PR #260, opened 2023-06-01
Make remote manifest handling consistent across input types

dkozma:
While working on the Node.js SDK, I noticed that we were only listening to the `fetch_remote_manifests` flag when we were going through the file-based code path, not the in-memory ones. This attempts to make the remote fetching consistent whenever we try to load a store from a file, stream, or buffer.

## Checklist

### DIFF
--- a/sdk/src/store.rs
+++ b/sdk/src/store.rs
@@ -42,8 +42,8 @@ use crate::{
         labels::{ASSERTIONS, CREDENTIALS, DATABOXES, SIGNATURE},
     },
     jumbf_io::{
-        get_assetio_handler, load_jumbf_from_memory, load_jumbf_from_stream,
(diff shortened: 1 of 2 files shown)


sdk/src/store.rs
```diff
@@ -2311,8 +2342,8 @@ impl Store {
                 )
                 .provenance
                 {
-                    // return an error with the url that should be read
```
mauricefisher64, line 2314: I don't think we need both a public **load_cai_from_memory** and public **load_from_memory**.  We have two paths that do the same thing.  I think we can remove public from **load_cai_from_memory** .  I think only the "load_from" functions should be public.

dkozma: Made the change - will this require a `(MINOR)` tag in the PR title?

PR #262, opened 2023-06-05
Fix timestamp Accuracy decoding

mauricefisher64:
Restore fix to rfc3161.rs to properly decode Accuracy values.  

## Checklist


scouten-adobe (approved):
Do you know if this has been fixed in the underlying cryptography-rs crate from which this originally came? I've sent a few PRs his way recently and he's been quite responsive.

mauricefisher64:
I don't think so since we fixed this earlier.   I forgot I had made the changes and the update we pulled had the bug again.  We don't see it with our images because our TSA does not fill in Accuracy.   I found it testing 3rd party images.

PR #1091, opened 2025-05-12
feat(c2pa_rs): Support setting the Ingredient manifest_data field for remote manifests using Builder.

gpeacock:
When the fetch_remote_manifests feature is disabled, as in wasm builds, we need a way with the builder API to set the remote manifest_data that has been fetched in some other way. This can now be done by setting the manifest_data field in the ingredient definition. 
manifest_data {
    "format": "application/c2pa",
    "identifier": "my_identifier"
 }
 
 Then use builder.add_resource_stream("my_identifier", c2pa_data)  to add the binary resource before signing.

### DIFF
--- a/sdk/src/ingredient.rs
+++ b/sdk/src/ingredient.rs
@@ -879,10 +879,6 @@ impl Ingredient {
         let (result, manifest_bytes) = if let Ok(manifest_bytes) = jumbf_result {
             let jumbf_store = Store::from_jumbf(&manifest_bytes, &mut validation_log);
             let result = if let Ok(mut store) = jumbf_store {
-                // if we don't have an active manifest, set it to the one we just loaded
-                // if self.active_manifest.is_none() {
-                //     self.active_manifest = store.provenance_label();
-                // };
                 if _sync {
                     match store.verify_from_stream(stream, format, &mut validation_log) {
                         Ok(_) => Ok(store),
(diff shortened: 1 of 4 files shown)


sdk/src/ingredient.rs
```diff
@@ -895,18 +899,11 @@ impl Ingredient {
...
-                result.inspect_err(|e| {
-                    // add a log entry for the error so we act like verify
-                    log_item!("asset", "error loading file", "Ingredient::from_file")
-                        .failure_no_throw(&mut validation_log, e);
-                }),
-                Some(manifest_bytes),
-            )
+            (result, Some(manifest_bytes))
         } else {
             // This will always be Err in this situation
```
scouten-adobe, line 904: You could rewrite the `if` at line 879 as a `match` statement and that would eliminate the need for the `unwrap` here.

sdk/src/manifest.rs
```diff
@@ -1870,6 +1910,7 @@ pub(crate) mod tests {
     #[test]
     #[cfg(feature = "file_io")]
     #[allow(deprecated)]
+    /// Actiions asssertions cannot be redacted, event though the redaction reference is valid
```
scouten-adobe, line 1913: Typo: Actiions -> Actions

scouten-adobe (approved):

sdk/src/ingredient.rs
gpeacock: Thanks, I this is much cleaner now.

emensch (approved):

----

ABOUT THIS EXERCISE =>
Give back all the records exactly as they stand.

SOLUTION FOR THIS PROBLEM =>
PR #260, opened 2023-06-01
Make remote manifest handling consistent across input types

dkozma:
While working on the Node.js SDK, I noticed that we were only listening to the `fetch_remote_manifests` flag when we were going through the file-based code path, not the in-memory ones. This attempts to make the remote fetching consistent whenever we try to load a store from a file, stream, or buffer.

## Checklist

### DIFF
--- a/sdk/src/store.rs
+++ b/sdk/src/store.rs
@@ -42,8 +42,8 @@ use crate::{
         labels::{ASSERTIONS, CREDENTIALS, DATABOXES, SIGNATURE},
     },
     jumbf_io::{
-        get_assetio_handler, load_jumbf_from_memory, load_jumbf_from_stream,
(diff shortened: 1 of 2 files shown)


sdk/src/store.rs
```diff
@@ -2311,8 +2342,8 @@ impl Store {
                 )
                 .provenance
                 {
-                    // return an error with the url that should be read
```
mauricefisher64, line 2314: I don't think we need both a public **load_cai_from_memory** and public **load_from_memory**.  We have two paths that do the same thing.  I think we can remove public from **load_cai_from_memory** .  I think only the "load_from" functions should be public.

dkozma: Made the change - will this require a `(MINOR)` tag in the PR title?

PR #262, opened 2023-06-05
Fix timestamp Accuracy decoding

mauricefisher64:
Restore fix to rfc3161.rs to properly decode Accuracy values.  

## Checklist


scouten-adobe (approved):
Do you know if this has been fixed in the underlying cryptography-rs crate from which this originally came? I've sent a few PRs his way recently and he's been quite responsive.

mauricefisher64:
I don't think so since we fixed this earlier.   I forgot I had made the changes and the update we pulled had the bug again.  We don't see it with our images because our TSA does not fill in Accuracy.   I found it testing 3rd party images.

PR #1091, opened 2025-05-12
feat(c2pa_rs): Support setting the Ingredient manifest_data field for remote manifests using Builder.

gpeacock:
When the fetch_remote_manifests feature is disabled, as in wasm builds, we need a way with the builder API to set the remote manifest_data that has been fetched in some other way. This can now be done by setting the manifest_data field in the ingredient definition. 
manifest_data {
    "format": "application/c2pa",
    "identifier": "my_identifier"
 }
 
 Then use builder.add_resource_stream("my_identifier", c2pa_data)  to add the binary resource before signing.

### DIFF
--- a/sdk/src/ingredient.rs
+++ b/sdk/src/ingredient.rs
@@ -879,10 +879,6 @@ impl Ingredient {
         let (result, manifest_bytes) = if let Ok(manifest_bytes) = jumbf_result {
             let jumbf_store = Store::from_jumbf(&manifest_bytes, &mut validation_log);
             let result = if let Ok(mut store) = jumbf_store {
-                // if we don't have an active manifest, set it to the one we just loaded
-                // if self.active_manifest.is_none() {
-                //     self.active_manifest = store.provenance_label();
-                // };
                 if _sync {
                     match store.verify_from_stream(stream, format, &mut validation_log) {
                         Ok(_) => Ok(store),
(diff shortened: 1 of 4 files shown)


sdk/src/ingredient.rs
```diff
@@ -895,18 +899,11 @@ impl Ingredient {
...
-                result.inspect_err(|e| {
-                    // add a log entry for the error so we act like verify
-                    log_item!("asset", "error loading file", "Ingredient::from_file")
-                        .failure_no_throw(&mut validation_log, e);
-                }),
-                Some(manifest_bytes),
-            )
+            (result, Some(manifest_bytes))
         } else {
             // This will always be Err in this situation
```
scouten-adobe, line 904: You could rewrite the `if` at line 879 as a `match` statement and that would eliminate the need for the `unwrap` here.

sdk/src/manifest.rs
```diff
@@ -1870,6 +1910,7 @@ pub(crate) mod tests {
     #[test]
     #[cfg(feature = "file_io")]
     #[allow(deprecated)]
+    /// Actiions asssertions cannot be redacted, event though the redaction reference is valid
```
scouten-adobe, line 1913: Typo: Actiions -> Actions

scouten-adobe (approved):

sdk/src/ingredient.rs
gpeacock: Thanks, I this is much cleaner now.

emensch (approved):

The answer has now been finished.